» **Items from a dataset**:
--------------------------------

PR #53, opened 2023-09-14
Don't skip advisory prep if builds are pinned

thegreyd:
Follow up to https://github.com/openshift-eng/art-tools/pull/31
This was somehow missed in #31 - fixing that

--------------------------------

After reading the data above, return it verbatim in full.

» **Expected output**:
PR #53, opened 2023-09-14
Don't skip advisory prep if builds are pinned

thegreyd:
Follow up to https://github.com/openshift-eng/art-tools/pull/31
This was somehow missed in #31 - fixing that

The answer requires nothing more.